───── Records for the task ─────

PR #2725, opened 2023-01-16
make custom areas available in custom models

karussell:
To avoid that areas have to be redefined in different custom models I initially introduced a special "custom-model-areas.geojson" file but then I noticed that we could just make our existing custom areas available the custom models too.

Technically we now load the custom areas twice and I think this is fine as it is rather decoupled at the moment from custom models (and I'm unsure how we could benefit from e.g. AreaIndex).

The CustomModel also only retrieves the areas that it needs and does not e.g. create a PreparedPolygon for all areas.

### DIFF
--- a/config-example.yml
+++ b/config-example.yml
@@ -192,8 +192,8 @@ graphhopper:
   #### Custom Areas ####
 
   # GraphHopper reads GeoJSON polygon files including their properties from this directory and makes them available
-  # to all tag parsers and vehicles and custom models.
-  # Country borders (see countries.geojson) are always included automatically.
+  # to all tag parsers, vehicles and custom models. All GeoJSON Features require to have the "id" property.
+  # Country borders are included automatically (see countries.geojson).
   # custom_areas.directory: path/to/custom_areas
 
 


config-example.yml
```diff
@@ -190,7 +192,8 @@ graphhopper:
   #### Custom Areas ####
 
   # GraphHopper reads GeoJSON polygon files including their properties from this directory and makes them available
-  # to all tag parsers and vehicles. Country borders (see countries.geojson) are always included automatically.
+  # to all tag parsers and vehicles and custom models.
+  # Country borders (see countries.geojson) are always included automatically.
```
easbar, line 196: Maybe add: "Areas without a `properties` field will be ignored"? Or shall we make the properties field required, so we do not need to check for null? I looked at the GeoJSON specification and apparently it is mandatory.

easbar:
Very nice :+1:

config-example.yml
easbar: > "A Feature object has a member with the name "properties". The value of the properties member is an object (any JSON object or a JSON null value)"

Yes, that means it has to have such a member, doesn't it?

> Countries without an "ISO3166-1:alpha3" property will be ignored, yes. I will make this clear.

But also when properties is `null`, see the file diff where there is this continue statement.

easbar: Sorry, I misread the code. The code that skips areas without properties is only in the parsing. So no need to change anything IMO.

> Countries without an "ISO3166-1:alpha3" property will be ignored, yes. I will make this clear.

Since the countries are shipped with the code I don't think this is really needed.

easbar: I think the general mechanism here is that for custom areas we simply make available all the properties to the tag parsers. And the country tag parser is looking at the `properties.id` specifically. But we could also feed the id field to the tag parsers as well and use this for the country code.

─────

Assignment: Leaving each word as it is, reproduce all the material.

Solution:
PR #2725, opened 2023-01-16
make custom areas available in custom models

karussell:
To avoid that areas have to be redefined in different custom models I initially introduced a special "custom-model-areas.geojson" file but then I noticed that we could just make our existing custom areas available the custom models too.

Technically we now load the custom areas twice and I think this is fine as it is rather decoupled at the moment from custom models (and I'm unsure how we could benefit from e.g. AreaIndex).

The CustomModel also only retrieves the areas that it needs and does not e.g. create a PreparedPolygon for all areas.

### DIFF
--- a/config-example.yml
+++ b/config-example.yml
@@ -192,8 +192,8 @@ graphhopper:
   #### Custom Areas ####
 
   # GraphHopper reads GeoJSON polygon files including their properties from this directory and makes them available
-  # to all tag parsers and vehicles and custom models.
-  # Country borders (see countries.geojson) are always included automatically.
+  # to all tag parsers, vehicles and custom models. All GeoJSON Features require to have the "id" property.
+  # Country borders are included automatically (see countries.geojson).
   # custom_areas.directory: path/to/custom_areas
 
 


config-example.yml
```diff
@@ -190,7 +192,8 @@ graphhopper:
   #### Custom Areas ####
 
   # GraphHopper reads GeoJSON polygon files including their properties from this directory and makes them available
-  # to all tag parsers and vehicles. Country borders (see countries.geojson) are always included automatically.
+  # to all tag parsers and vehicles and custom models.
+  # Country borders (see countries.geojson) are always included automatically.
```
easbar, line 196: Maybe add: "Areas without a `properties` field will be ignored"? Or shall we make the properties field required, so we do not need to check for null? I looked at the GeoJSON specification and apparently it is mandatory.

easbar:
Very nice :+1:

config-example.yml
easbar: > "A Feature object has a member with the name "properties". The value of the properties member is an object (any JSON object or a JSON null value)"

Yes, that means it has to have such a member, doesn't it?

> Countries without an "ISO3166-1:alpha3" property will be ignored, yes. I will make this clear.

But also when properties is `null`, see the file diff where there is this continue statement.

easbar: Sorry, I misread the code. The code that skips areas without properties is only in the parsing. So no need to change anything IMO.

> Countries without an "ISO3166-1:alpha3" property will be ignored, yes. I will make this clear.

Since the countries are shipped with the code I don't think this is really needed.

easbar: I think the general mechanism here is that for custom areas we simply make available all the properties to the tag parsers. And the country tag parser is looking at the `properties.id` specifically. But we could also feed the id field to the tag parsers as well and use this for the country code.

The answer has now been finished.